PR #116, opened 2023-03-04
Streaming traffic replay

gregschohn:
### Description
* Category - Enhancement
* Why these changes are required? - To facilitate E2E streaming.
* What is the old behavior before changes and new behavior after changes? - before, this worked on files until the end of the file was reached.  Now it can read from stdin until stdin is closed.  Directory support is now gone.  It's the caller's responsibility to convert many files into a single stream.

### Issues Resolved
MIGRATIONS-1020

### Testing
Updated the unit test.  Tested this manually w/ stdin and a file.  Directory support is now gone.

### Check List
- [ x ] New functionality includes testing
  - [ x ] All tests pass, including unit test, integration test and doctest
- [ x ] New functionality has been documented
- [ x ] Commits are signed per the DCO using --signoff

### DIFF
--- a/TrafficReplayer/src/org/opensearch/migrations/replay/TrafficReplayer.java
+++ b/TrafficReplayer/src/org/opensearch/migrations/replay/TrafficReplayer.java
@@ -17,6 +17,9 @@ import java.nio.charset.Charset;
 import java.nio.file.Files;
 import java.nio.file.Path;
 import java.nio.file.Paths;
+import java.time.Duration;
+import java.time.Instant;
+import java.time.format.DateTimeFormatter;
 import java.util.ArrayList;
 import java.util.Base64;
 import java.util.Comparator;
@@ -37,6 +40,7 @@ public class TrafficReplayer {
             Pattern.compile("^\\[(.*),(.[0-9]*)\\]\\[.*\\]\\[.*\\] \\[(.*)\\] \\[id: 0x([0-9a-f]*), .*\\] " +
                     "(ACTIVE|FLUSH|INACTIVE|READ COMPLETE|REGISTERED|UNREGISTERED|WRITABILITY|((READ|WRITE)( ([0-9]+):(.*))))");
     final static int TIMESTAMP_GROUP        = 1;
+    final static int TIMESTAMP_MS_GROUP     = 2;
     final static int CLUSTER_GROUP          = 3;
     final static int CHANNEL_ID_GROUP       = 4;
     final static int SIMPLE_OPERATION_GROUP = 5;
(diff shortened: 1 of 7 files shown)


TrafficReplayer/src/org/opensearch/migrations/replay/TrafficReplayer.java
```diff
@@ -59,32 +49,51 @@ public TrafficReplayer(URI serverUri)
...
-        Path directoryPath;
-        try {
-            directoryPath = Paths.get(args[0]);
-        } catch (Exception e) {
-            exitWithUsageAndCode(3);
-            return;
-        }
+
+        CloseableStringStreamWrapper css = args.length > 1 ? getLogLineStreamFromFile(args[1]) :
+                getLogLineStreamFromInputStream(System.in);
```
mikaylathompson, line 92: I'm okay with this, but the convention that I'm used to is that `-`in the place of a file means to use stdin. That seems slightly more explicit and harder to mess up. Any reason you didn't go that route?

TrafficReplayer/src/org/opensearch/migrations/replay/TrafficReplayer.java
```diff
@@ -125,19 +134,9 @@ private void log(String s) {
...
-                        .sorted(Comparator.comparing(Path::toString));
-                sortedDirStream.forEach(filePath -> {
-                    try {
-                        consumeLogLinesForFile(filePath, replayEngine);
-                    } catch (IOException e) {
-                        throw new RuntimeException(e);
-                    }
-                });
-            }
+            logLinesStream.forEach(s->parseAndConsumeLine(replayEngine, s));
```
mikaylathompson, line 139: this is a nice simplification!

mikaylathompson (approved):
Looks good, with one question about the input format

TrafficReplayer/src/org/opensearch/migrations/replay/TrafficReplayer.java
gregschohn: Other than gunzip, where have you seen that convention?  It looks like cat & grep will assume stdin if nothing is specified, BUT will also interpret '-' to be stdin.  It's a fine change to make, but I feel like the arg parsing in general will need to be eventually improved anyway here.

mikaylathompson: I think it's actually quite widespread.
https://www.gnu.org/software/libc/manual/html_node/Argument-Syntax.html (second to last bullet point) is one source, "Many tools accept a bare hyphen, not associated with any option letter, as a pseudo-filename directing the application to read from standard input" [[source](http://www.catb.org/~esr/writings/taoup/html/ch10s05.html)] is a second, and [many non-authoritative stack overflow/github/google results](https://www.google.com/search?q=unix+convention+hyphen+as+stdin).

Totally fine with it being part of an argparsing improvement down the line though.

-*-*-

**Work required:** Please copy out every line of the preceding listing that carries "catch".

**Exercise answer:**
-        } catch (Exception e) {
-                    } catch (IOException e) {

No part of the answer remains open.